- ¡Todo a babor! A tanta lluvia no hay quien vea. Furia de Dioses es esta marea. ¡Cien azotes al que no me crea! Haced lo que digo, ¡maldita sea!
- ¡No, Capitán! Por favor, ha de escucharme. Que aunque mil gotas del cielo han de empaparme y su látigo he de sufrir por revelarme, no puedo, sin más, retirarme.
- Has de estar loco al desafiarme. Sin duda tu consciencia está muerta. Recluirte y tirar la llave es lo que haré tras cerrar la puerta. ¡O escapamos de la tormenta o decidle adiós a la cubierta!
- ¡Retirarnos del trayecto significa decirle adiós a nuestro proyecto! Nuestro viaje, hasta el momento, ha sido siempre perfecto. Vivimos mil aventuras hasta encontrar el mapa correcto. Capitán, hágame caso y mantenga el barco recto.

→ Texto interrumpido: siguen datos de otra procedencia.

PR #35284, opened 2023-04-22
GH-35244: [C#] DataType should compare values

### LINKED ISSUE #35244: [C#] DataType should compare values

Actually it uses the classic equal,

Maybe it would be easier and more handy to compare types based on their TypeId, name, and other characteristics

`interface IArrowType : IEquatable<ArrowType>`

### Component(s)

C#

Platob:
### Rationale for this change

Compare DataTypes easier

Hashcode + Equals on all Types

### Are these changes tested?

yes

Unless they compare types by reference, no impacts
* Closes: #35244
* Closes: #35244


westonpace (changes requested):
This would be a pretty major (and subtle) breaking change.  In addition, `ArrayDataTypeComparer.cs` already exists so I think this change is mostly for convenience.

Also, `ArrowType` is a reference type.  So I think it will be natural for C# developers to expect it to behave as a reference type.

Maybe a better approach would be to enhance `ArrayDataTypeComparer.cs` to be an instance of [`IEqualityComparer<IArrowType>`](https://learn.microsoft.com/en-us/dotnet/api/system.collections.generic.iequalitycomparer-1?redirectedfrom=MSDN&view=net-7.0)?  This would allow you to use the custom equality comparer for things like unit tests and hash tables but avoid imposing a breaking or unintuitive change?

Platob:
Indeed yes, better close this pr for a new dev from scratch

- Condenado iluso, ¿todavía sueñas con el oro? ¿No te has preguntado antes si es real este tesoro? Todos siguen mis mandatos, los dirijo como a un coro. Aquí tú eres el único que no repite como un loro. ¿Y todo por qué? ¿Por qué luchas? ¿Qué te apena? ¿Es esto todo por culpa de la sirena?

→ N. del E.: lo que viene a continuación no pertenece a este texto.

PR #35294, opened 2023-04-23
[DO NOT MERGE] test whether features are enabled in r-arrow conda packages

nealrichardson:
Companion to https://github.com/apache/arrow/pull/35147. The new test should fail here but pass on that PR.


nealrichardson:
@github-actions crossbow submit conda-linux-*-r4* conda-osx-*-r4*

nealrichardson:
This is not right and no longer useful anyway. See the PR linked above.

- De verdad o de mentira, al menos la razón es buena.
- Alterado muchacho, en tus oídos su canción suena. Te imaginas su belleza tendida sobre la arena.
- ¿Y qué pasa, Capitán, si es ese mi deseo? Poner fin a tanta vuelta y concluir el rodeo. Muchos días, muchas noches, trabajando sin aseo. ¿Sudar este sudor y transformarlo en escaqueo? Que te aterra su figura, claramente, es lo que creo. Asfixiar a esta medusa, poner fin a su recreo. Y cortarle la cabeza como antes lo hizo Perseo.
- Pon cuidado a tus palabras, si un motín vas a entablar. Tres segundos y mi sable tu cabeza harán rodar.
- No lo niegues, no lo ocultes, ¿a quién quieres engañar? La sirena no te llena, pues tu amor es hacia el mar. Temes encontrarla ahora, pues si su mirada te enamora, se acabó tu navegar.
- Las agallas bien las tienes, no lo voy a negar. Detenerme en una isla no lo quiero imaginar. Mar arriba, mar abajo, cada islote visitar. Tengo en mente esta utopía antes que aprender a andar.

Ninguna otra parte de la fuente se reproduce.